Stored data entries
((
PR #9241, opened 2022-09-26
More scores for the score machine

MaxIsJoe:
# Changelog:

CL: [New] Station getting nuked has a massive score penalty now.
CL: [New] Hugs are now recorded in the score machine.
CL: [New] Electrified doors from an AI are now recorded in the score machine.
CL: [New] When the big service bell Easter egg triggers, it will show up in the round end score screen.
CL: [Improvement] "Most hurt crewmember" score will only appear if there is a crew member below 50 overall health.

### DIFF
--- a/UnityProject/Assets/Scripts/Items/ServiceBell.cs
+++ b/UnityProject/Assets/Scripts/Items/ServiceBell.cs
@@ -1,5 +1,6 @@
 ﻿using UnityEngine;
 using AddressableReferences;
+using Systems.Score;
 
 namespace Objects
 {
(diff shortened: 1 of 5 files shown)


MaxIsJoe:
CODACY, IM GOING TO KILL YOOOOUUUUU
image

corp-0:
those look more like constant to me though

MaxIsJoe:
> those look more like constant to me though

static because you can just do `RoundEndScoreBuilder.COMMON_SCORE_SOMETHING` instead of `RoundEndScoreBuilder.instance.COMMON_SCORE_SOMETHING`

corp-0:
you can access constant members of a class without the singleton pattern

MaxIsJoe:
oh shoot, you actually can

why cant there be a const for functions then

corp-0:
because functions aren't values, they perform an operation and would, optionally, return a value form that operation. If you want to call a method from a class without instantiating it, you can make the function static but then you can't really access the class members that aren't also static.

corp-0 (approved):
))
All records shown above are to be output exactly.

PR #9241, opened 2022-09-26
More scores for the score machine

MaxIsJoe:
# Changelog:

CL: [New] Station getting nuked has a massive score penalty now.
CL: [New] Hugs are now recorded in the score machine.
CL: [New] Electrified doors from an AI are now recorded in the score machine.
CL: [New] When the big service bell Easter egg triggers, it will show up in the round end score screen.
CL: [Improvement] "Most hurt crewmember" score will only appear if there is a crew member below 50 overall health.

### DIFF
--- a/UnityProject/Assets/Scripts/Items/ServiceBell.cs
+++ b/UnityProject/Assets/Scripts/Items/ServiceBell.cs
@@ -1,5 +1,6 @@
 ﻿using UnityEngine;
 using AddressableReferences;
+using Systems.Score;
 
 namespace Objects
 {
(diff shortened: 1 of 5 files shown)


MaxIsJoe:
CODACY, IM GOING TO KILL YOOOOUUUUU
image

corp-0:
those look more like constant to me though

MaxIsJoe:
> those look more like constant to me though

static because you can just do `RoundEndScoreBuilder.COMMON_SCORE_SOMETHING` instead of `RoundEndScoreBuilder.instance.COMMON_SCORE_SOMETHING`

corp-0:
you can access constant members of a class without the singleton pattern

MaxIsJoe:
oh shoot, you actually can

why cant there be a const for functions then

corp-0:
because functions aren't values, they perform an operation and would, optionally, return a value form that operation. If you want to call a method from a class without instantiating it, you can make the function static but then you can't really access the class members that aren't also static.

corp-0 (approved):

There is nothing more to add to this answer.